Task description> Copy, from the data below, each line that has the word "better".

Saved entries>

Content starts

PR #37, opened 2018-01-09
Explicitly specify 16 bit ints for audio output bits and analog readings

tfry-git:
While playing with adding a larger audio output buffer (I thought it might help at higher audio rates, but did not actually reduce my troubles), I noted that on the 32bit platforms, the audio output buffer uses 32bit storage, as "int" is 32bit wide, here. This causes a waste of 512 bytes of RAM right there (twice as much for stereo) while adding virtually no benefit (to be entirely precise, using 32bit storage will be minimally faster, due to being already aligned, but the overhead of unaligned data is negligible compared to overhead of the timer interrupt; however, 512 bytes of RAM is not negligible in most cases).

This patch changes that to int16_t. On AVR boards, this does not make any difference. **On Teensy 3.x and STM32, existing sketches will break** as the signature of "int updateAudio()" is not the same as "int16_t updateAudio()", here.

The patch also addresses a similar issue in mozziAnalogRead(), although the amount of RAM saved is much smaller, here (but also sketches will remain source compatible in that respect).

### DIFF
--- a/MozziGuts.cpp
+++ b/MozziGuts.cpp
@@ -73,9 +73,9 @@ PWM frequency tests
 
 //-----------------------------------------------------------------------------------------------------------------
 // ring buffer for audio output
-CircularBuffer <unsigned int> output_buffer; // fixed size 256
+CircularBuffer <uint16_t> output_buffer; // fixed size 256
 #if (STEREO_HACK == true)
-CircularBuffer <unsigned int> output_buffer2; // fixed size 256
+CircularBuffer <uint16_t> output_buffer2; // fixed size 256
 #endif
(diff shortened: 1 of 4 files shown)


tfry-git:
Hmm. Thinking about it some more, I guess it will be better to leave this decision to the user by means of an appropriate define. I'll try to come up with something, shortly.

adrianfreed:
There are some unsigned longs in the code base too which should be reviewed with an eye to the larger platforms. we don't need phase precision better than 24bits in most musical applications so uint32_t is good enough.

tfry-git:
Obsoleted by #243

PR #39, opened 2018-01-18
Fixed: ADSR level was not re-set to 0 when noteOn() is called, while …

tfry-git:
…the envelope is still "playing".

---

Sorry to be flooding you, but here's another pull request. This one should be easy, though. Problem is that the ADSR level is not re-set to 0, when calling noteOn() while the env is still in "playing" state, e.g. when re-cycling an effect envelope.

### DIFF
--- a/MozziGuts.h
+++ b/MozziGuts.h
@@ -24,6 +24,7 @@
 #include "hardware_defines.h"
 #include "mozzi_analog.h"
 
+#if not defined (CONTROL_RATE)
 /** @ingroup core
 Control rate setting.
 Mozzi's CONTROL_RATE sets how many times per second updateControl() is called.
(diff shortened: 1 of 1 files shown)


sensorium:
Hi Thomas,

I suppose I did it that way as a "feature" rather than a bug, to avoid sudden jumps in envelope level, so the sound level or parameter continues from its current position when re-triggered... would have to listen to some tests to see what's preferable, and perhaps add a flag or function for the desired behaviour...

Tim

tfry-git:
Sure, your call. I took "THis will restart the ADSR no matter what phase it is up to" to mean the current behavior is not intended. But I'll also be happy with a separate "hard reset" function/parameter.

PR #42, opened 2018-02-24
WORK IN PROGRESS: Port to ESP8266

tfry-git:
This one is _not_ ready to be merged, but to let you know of the work being under way (**and to invite potential contributors to the port**).

Summary: Adds support for the ESP8266.

Status: Compiles, but as I found out, too late, it **cannot** be made to work on any of the ESP8266 boards for hardware reasons. Waiting for another ESP8266 board to arrive in the mail, before I can proceed. As such, the port works **in theory**, but that theory is entirely untested.

Issues:
- The ESP8266 only has one ADC pin, and nobody seems to have figured out, how to read it asynchronously. Analog read functions are unimplemented, but mozziAnalogRead() forwards to analogRead().
- Timers usable for updateControl() only have millisecond resolution. Not ideal. ESP8266 would profit from https://github.com/sensorium/Mozzi/pull/38 .
- atomic.h is not available, either. Crudely disabled for now. This will either need some more effort, or, again, https://github.com/sensorium/Mozzi/pull/38
- For the ESP platform, it will probably be **much** more performant, if wavetables / samples / oscillators could be stored in RAM, as flash is connected externally, while RAM is - comparatively - abundant.


tfry-git:
A small update and a question:

The update: I thought of another way to push out PDM coded audio, and now I can use Mozzi on my ESP8266. The examples I tried so far are finally working, but it did run into a bunch of subtleties along the way, that did not cause noticeable problems on the other architectures, but cause crashes on the ESP8266 (division by zero is one example).

The question: As it turns out keeping even small samples / wavetables in flash is a complete no-go for the ESP8266. As written before, it makes up for this deficiency in RAM, and so that's a reasonable alternative. __But__ this means touching a whole lot of code. The one half of it is the wavetable definitions. For those I created a new #define "CONSTTABLE_STORAGE" that will put these into RAM on the ESP8266, while keeping them in flash, elsewhere. Somewhat ugly, but unavoidable.

Now, the second half of this is the read accesses in Oscil.h, Sample.h, etc. So far these use pgm_read_byte_near(). However, according to my reading, that's mostly a historical cludge, while nowadays, you'd put data in flash using the "__flash" qualifier, and access them like a regular array.

Thus: While working on this, should I switch to "__flash" and array access, or should I keep things as they are (with indirection over a preprocessor define)?

sensorium:
Hi Thomas,
more great work!

>pgm_read_byte_near() .... mostly a historical cludge, while nowadays, you'd put data in flash using the "__flash" qualifier, and access them like a regular array.

Can you give a link about this?  For education... thanks.

>should I switch to "__flash" and array access

Sounds like a sensible update to me.

tfry-git:
> Can you give a link about this? For education... thanks.

Ha! I wish I could seem to find a decent write-up. Anyway, from what I gather from various forum posts, here and there, the __flash keyword is not part of the C++ standard. It has long been supported by some compilers, but not GCC. It was finally [added in GCC 4.7.0,](https://gcc.gnu.org/gcc-4.7/changes.html) however, i.e. mid 2014, and this addition is what has changed.

Documentation on the usage of the keyword is at https://gcc.gnu.org/onlinedocs/gcc-4.7.0/gcc/Named-Address-Spaces.html . However, the most important bit is easy to miss: This is formally a qualifier, i.e. part of the data type. Thus, while "const __flash int8_t*" it still a 16-bit pointer, as before, the compiler now knows that it is a pointer to something inside the flash region. Therefore, it can resolve it using regular addressing, without the need for special access functions.

In the context of Mozzi, the best thing about it is that it could make it trivially(?) easy to allow higher bit-resolutions in Oscil, Sample, and WaveShaper, without adding much complexity. (By re-basing these on a simple template class, each). While this is not something I'm presently missing, but I could imagine this to become of interest for some users on the more resourceful CPU architectures.

tfry-git:
> the __flash keyword [...] was finally added in GCC 4.7.0, however, i.e. mid 2014, and this addition is what has changed.

Oops, forget about it. The __flash keyword is supported in the C compiler, but _not_ in the C++ compiler, for whatever reason. So it's off-limits, sorry about the red herring.

I suppose, instead, ``pgm_read_byte/word/dword_near()`` could be wrapped inside an (inline!) template function that would allow to write ``CONSTTABLE_READ<int8_t>(table, position)``, instead of ``(int8_t) pgm_read_byte_near(table + position)``. But I guess that is something to worry about, if and when actually implementing support for different data types in Oscil and friends.

tfry-git:
Ok, I now consider this port "ready". I would appreciate if you could take at least a cursory look for any obvious omissions or unjustifiable ugliness.

One of the things is that I now changed `const int8_t CONSTTABLE_STORAGE bla` to `CONSTTABLE_STORAGE(int8_t)`. This would allow to switch to the __flash keyword more easily, if it ever becomes available. Or it could be used for fancy tricks such as runtime modifiable tables, now that they are already kept in RAM on the ESP8266. However, that's all totally optional, and I can revert it to the previous state, if you prefer.

tfry-git:
Ok, thanks for the thumbs up. I'll merge this, then.

For what it's worth, I did some cursory testing on 328P, but I certainly did not cover all areas, in particular no HIFI, and stereo at all. I did note that at least on Detuned_Beats, there is some clicking due to buffer underruns, unless removing one of the oscillators from updateAudio(). That does not seem all new, though, it also happens at 0a984fff30c3073e5d395f1517bd4bb3fc930aec , so I hope it's not my fault... (and I did not heed the advice to switch to -O2, either).

PR #45, opened 2018-03-19
Allow to skip ADC setup.

tfry-git:
E.g. for compatibility with certain libraries, or to enable techniques such as
analog port multiplexing.

Note that this is a run time solution. On the positive side, users can select to
skip ADC setup per sketch, without making any changes in the lib. On the negative side
(compared to a compile-time switch), this solution does not save any allocated RAM, and
the ISR routine is still defined on platforms that define it.

---- For some more background:
I had stumbled across this before. My present issue was that I tried to get a resistive touchscreen to work on an STM32F103C8T6, but this turned out to be impossible in conjunction with Mozzi. Use-cases like this are going to become more widespread on the more powerful platforms. But even on 8bit AVRs, there are cases, where users will need custom analogRead()s - e.g. from the PotMUX library.

### DIFF
--- a/MozziGuts.cpp
+++ b/MozziGuts.cpp
@@ -680,9 +680,9 @@ static void startControl(unsigned int control_rate_hz)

Content ends

Output for this exercise>
Hmm. Thinking about it some more, I guess it will be better to leave this decision to the user by means of an appropriate define. I'll try to come up with something, shortly.
There are some unsigned longs in the code base too which should be reviewed with an eye to the larger platforms. we don't need phase precision better than 24bits in most musical applications so uint32_t is good enough.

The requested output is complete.